The regex I tried is from Question 8020848, but was not successful with matching the string correctly:

((^|\.lpdomain\.com:8080' , ')(string1))+$

But I was not successful in only matching the part I wanted to in this text:

['string1.domain.com:8080' , 'string2.domain.com:8080' , 'string3.domain.com:8080']

The following is what I received using the regex that you suggested

@@ -108,7 +108,7 @@ node stringA, stringB, stringC,stringD inherits default {
   'ssl_certificate_file' => 'test.domain.net_sha2_n.crt',
   'ssl_certificate_key_file'=> 'test.domain.net_sha2.key' }
 },
-    service_upstream_members         => ['string1.domain.com:8080', 'string2.domain.com:8080', 'string3.domain.com:8080', 'string4.domain.com:8080', 'string5.domain.com:8080'],
+    service_upstream_members         => [ 'string2.domain.com:8080', 'string3.domain.com:8080', 'string4.domain.com:8080', 'string5.domain.com:8080'],
 service2_upstream_members      => ['string9:8080','string10:8080'],
 service3_upstream_members  => ['string11.domain.com:8080','string12.domain.com:8080','string13.domain.com:8080'],
 service_name                      => 'test_web_nginx_z1',

As you can see, there is a preceding space that for some reason wasn't removed, even regex101.com demonstrates that all whitespaces are captured in the regex using

'string1[^']*'\s*,\s*

This is what I'm currently using (where server is a variable already defined in the script)

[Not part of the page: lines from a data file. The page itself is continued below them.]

PR #164, opened 2020-05-06
Add Elasticsearch endpoint support

ezkl:
See [the docs](https://docs.fastly.com/en/guides/log-streaming-elasticsearch) for more information on Elasticsearch logging endpoints.


fastly/elasticsearch_test.go
```diff
@@ -0,0 +1,342 @@
...
+}
+
+func TestClient_ListElasticsearch_validation(t *testing.T) {
+	var err error
+	_, err = testClient.ListElasticsearch(&ListElasticsearchInput{
+		Service: "",
+	})
+	if err != ErrMissingService {
+		t.Errorf("bad error: %s", err)
+	}
```
mccurdyc, line 242: I think this should also check that the Version is not zero.

https://github.com/fastly/go-fastly/pull/164/files#diff-d244653eb384ba4e0eb5a2753701f7a3R61

PR #165, opened 2020-05-06
Update FTP logging endpoint

ezkl:
* Rename Username to User for consistency with API field
* Add PublicKey
* Use pointers in CreateFTPInput and UpdateFTPInput structs and use helpers in tests
* Change GzipLevel from uint8 to uint for consistency


fastly/ftp.go
```diff
@@ -15,11 +15,12 @@ type FTP struct {
 	Name              string     `mapstructure:"name"`
 	Address           string     `mapstructure:"address"`
 	Port              uint       `mapstructure:"port"`
-	Username          string     `mapstructure:"user"`
+	User              string     `mapstructure:"user"`
```
mccurdyc, line 18: Yay! I picked up on this while working on the CLI.

fastly/ftp.go
```diff
@@ -15,11 +15,12 @@ type FTP struct {
...
 	Password          string     `mapstructure:"password"`
+	PublicKey         string     `mapstructure:"public_key"`
 	Path              string     `mapstructure:"path"`
 	Period            uint       `mapstructure:"period"`
-	GzipLevel         uint8      `mapstructure:"gzip_level"`
+	GzipLevel         uint       `mapstructure:"gzip_level"`
```
mccurdyc, line 23: Hm. So `uint8` makes sense for this field.

* [S3 uses `uint`](https://github.com/fastly/go-fastly/blob/d5f2d007fd1adeb514b6efd8927913fff21be6b4/fastly/s3.go#L32)
* [GCS uses `uint8`](https://github.com/fastly/go-fastly/blob/d5f2d007fd1adeb514b6efd8927913fff21be6b4/fastly/gcs.go#L21)

mccurdyc: @phamann What's your thought on this?

mccurdyc:
@phamann and I talked about this. While this is what we would like the API to be eventually, we can't make some of these changes right now without releasing a major version of the client, which we aren't ready to do.

So, for this change, we will focus on additions to the API, but no in-place changes and will note for these changes to be made in a v2 release of the client.

fastly/ftp.go
```diff
@@ -244,7 +247,7 @@ func (c *Client) DeleteFTP(i *DeleteFTPInput) error {
 		return err
 	}
 	if !r.Ok() {
-		return fmt.Errorf("Not Ok")
+		return ErrStatusNotOk
```
mccurdyc, line 250: Unfortunately, this is a breaking change.

fastly/ftp.go
mccurdyc: Unfortunately, we can't make this change because it would break backward compatibility.

fastly/ftp.go
mccurdyc, line 18: Unfortunately, we can't make this change because it would break backward compatibility.

fastly/ftp.go
```diff
@@ -80,19 +81,20 @@ type CreateFTPInput struct {
...
+	Password          *string `form:"password,omitempty"`
+	PublicKey         *string `form:"public_key,omitempty"`
+	Path              *string `form:"path,omitempty"`
+	Period            *uint   `form:"period,omitempty"`
+	FormatVersion     *uint   `form:"format_version,omitempty"`
+	GzipLevel         *uint   `form:"gzip_level,omitempty"`
+	Format            *string `form:"format,omitempty"`
+	ResponseCondition *string `form:"response_condition,omitempty"`
+	TimestampFormat   *string `form:"timestamp_format,omitempty"`
+	Placement         *string `form:"placement,omitempty"`
```
mccurdyc, line 97: Unfortunately, we can't make this change because it would break backward compatibility.

fastly/ftp.go
```diff
@@ -166,19 +168,20 @@ type UpdateFTPInput struct {
...
+	User              *string `form:"user,omitempty"`
+	Password          *string `form:"password,omitempty"`
+	Path              *string `form:"path,omitempty"`
+	Period            *uint   `form:"period,omitempty"`
+	FormatVersion     *uint   `form:"format_version,omitempty"`
+	GzipLevel         *uint   `form:"gzip_level,omitempty"`
+	Format            *string `form:"format,omitempty"`
+	ResponseCondition *string `form:"response_condition,omitempty"`
+	TimestampFormat   *string `form:"timestamp_format,omitempty"`
+	Placement         *string `form:"placement,omitempty"`
```
mccurdyc, line 184: Unfortunately, we can't make this change because it would break backward compatibility.

fastly/fixtures/ftps/get.yaml
```diff
@@ -1,30 +1,32 @@
 ---
 version: 1
-rwmutex: {}
 interactions:
 - request:
     body: ""
     form: {}
     headers:
-      Fastly-Key:
```
mccurdyc, line 9: @ezkl @phamann not sure why this got removed.

fastly/ftp_test.go
```diff
@@ -169,6 +176,14 @@ func TestClient_FTPs(t *testing.T) {
 	if uftp.Name != "new-test-ftp" {
 		t.Errorf("bad name: %q", uftp.Name)
 	}
+	// TODO (v2): This is a bug where updates to zero-values are omitted due to the
```
mccurdyc, line 179: @phamann test that exercises the bug with a note for v2.

fastly/fixtures/ftps/get.yaml
phamann: We now have a filter which removes all `Fastly-Key` headers from VCR recordings. See: https://github.com/fastly/go-fastly/blob/master/fastly/fastly_test.go#L61-L65 

These files would have been produced before that change.

fastly/ftp.go
```diff
@@ -166,19 +168,20 @@ type UpdateFTPInput struct {
...
-	FormatVersion     uint   `form:"format_version,omitempty"`
-	GzipLevel         uint8  `form:"gzip_level,omitempty"`
-	Format            string `form:"format,omitempty"`
-	ResponseCondition string `form:"response_condition,omitempty"`
-	TimestampFormat   string `form:"timestamp_format,omitempty"`
-	Placement         string `form:"placement,omitempty"`
+	NewName           string  `form:"name,omitempty"`
+	Address           string  `form:"address,omitempty"`
+	Port              uint    `form:"port,omitempty"`
+	PublicKey         *string `form:"public_key,omitempty"`
```
phamann, line 174: I'd prefer it if the structs interface was consistent, so don't think we should introduce the pointer pattern, even for a new field.

PR #172, opened 2020-05-06
Add OpenStack endpoint support

ezkl:
See [the docs](https://docs.fastly.com/en/guides/log-streaming-openstack) for more information on OpenStack logging endpoints.


fastly/openstack.go
```diff
@@ -0,0 +1,255 @@
...
+	// Service is the ID of the service. Version is the specific configuration
+	// version. Both fields are required.
+	Service string
+	Version int
+
+	// Name is the name of the Openstack to update.
+	Name string
+
+	NewName           *string `form:"name,omitempty"`
+	AccessKey         *string `form:"access_key,omitempty"`
```
mccurdyc, line 174: I'm going to dig deeper, but why isn't `User` here?

mccurdyc: I think this may have just been a typo. I don't see a reason for it to be missing.

mccurdyc: I just tried updating the field on manage.fastly.com and it is editable on updates. So I think it should be added.

PR #176, opened 2020-05-06
Add raw access to stats JSON responses

pteichman:
This PR adds GetStatsJSON and GetRealtimeStatsJSON, which give the caller control over the JSON objects decoded from stats responses. The existing GetStats and GetRealtimeStats (unchanged) discard the original structure.

### DIFF
--- a/fastly/client.go
+++ b/fastly/client.go
@@ -342,8 +342,9 @@ func checkResp(resp *http.Response, err error) (*http.Response, error) {
 	}
 }
 
-// decodeJSON is used to decode an HTTP response body into an interface as JSON.
-func decodeJSON(out interface{}, body io.ReadCloser) error {
+// decodeBodyMap is used to decode an HTTP response body into a mapstructure struct.
+// It closes `body`.
+func decodeBodyMap(out interface{}, body io.ReadCloser) error {
 	defer body.Close()
 
 	var parsed interface{}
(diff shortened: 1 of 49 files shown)


fastly/client.go
```diff
@@ -342,8 +342,9 @@ func checkResp(resp *http.Response, err error) (*http.Response, error) {
 	}
 }
 
-// decodeJSON is used to decode an HTTP response body into an interface as JSON.
-func decodeJSON(out interface{}, body io.ReadCloser) error {
+// decodeBodyMap is used to decode an HTTP response body into a mapstructure struct.
+// It closes `body`.
+func decodeBodyMap(out interface{}, body io.ReadCloser) error {
```
phamann, line 347: I know that the signature of this function was already like this, however it seems more natural to me (and more closely follwos other Go convention `Unmarshal()` etc) if the arguments were flipped:

```suggestion
func decodeBodyMap(body io.ReadCloser, out interface{}) error {
```

The same applies to the `decodeMap` on line 361

pteichman: Heh, my new one in decodeMap was from standard library convention too: `copy(dst, src)` where the easy way to remember is it's the same order as a variable assignment.

It's an easy argument to say decodeBodyMap should match Go's json library though, and I'll make decodeMap match that so at least locally there's less confusion.

PR #179, opened 2020-05-11
Support for the link to the rule set deploy status

philippschulte:
This PR is necessary in order to be able to use the link of the rule set deploy status in [waflyctl](https://github.com/fastly/waflyctl).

sed -i '' "s/'${server}[^']*'\s*,\s*//"
Community
  • 1
  • 1
ARL
  • 986
  • 2
  • 12
  • 25
  • What about a [`'string1[^']*'`](https://regex101.com/r/eh9Rt8/1)? – Wiktor Stribiżew Nov 06 '16 at 11:09
  • Good, but won't include spaces. There are several combinations that could be: ','string2 OR ' , 'string2 OR ', 'string2 need it to include everything up until the ' immediately before string2 – ARL Nov 06 '16 at 11:11
  • 1
    You mean you need spaces + comma + spaces, too? [`'string1[^']*'\s*,\s*`](https://regex101.com/r/eh9Rt8/3)? – Wiktor Stribiżew Nov 06 '16 at 11:12
  • Thank you, that really helped me. – ARL Nov 06 '16 at 11:31
  • I posted as the answer with explanations. – Wiktor Stribiżew Nov 06 '16 at 11:46
  • @WiktorStribiżew I noticed some unexpected result when actually applying this regex with the sed [ tested using gnu-sed: stable 4.2.2 (bottled) ] It seems that my response is too long for this comment so I have posted more info as an answer (hope that is ok) – ARL Nov 09 '16 at 07:54
  • In sed, I'd rather use `[[:space:]]` instead of `\s`. Also, make sure the pattern is defined in a double quoted string literal. Note that regex101.com does not support POSIX regex syntax used in sed, you cannot say that if a regex at regex101 matches the string you provided, it should work in sed. It is not so. – Wiktor Stribiżew Nov 09 '16 at 08:00
  • BTW, [it works with the data you provided](https://ideone.com/MRpeSp). – Wiktor Stribiżew Nov 09 '16 at 08:07
  • I wonder if the sed on OSX is different from the linux version. The output i pasted is the result of git show HEAD with reflects the diff changes after running the sed command. Not sure why there is an extra space before the " ' ". – ARL Nov 09 '16 at 08:09
  • 1
    Try replacing both `\s` with `[[:space:]]`. Not sure it will help, I am no expert in Mac OSX, but yes, there is a difference as far as I know. – Wiktor Stribiżew Nov 09 '16 at 08:12
  • 1
    That did the job. – ARL Nov 09 '16 at 08:16

2 Answers2

1

This should match what you ask (according to your bold highlights) allowing for an unknown amount of spaces, etc.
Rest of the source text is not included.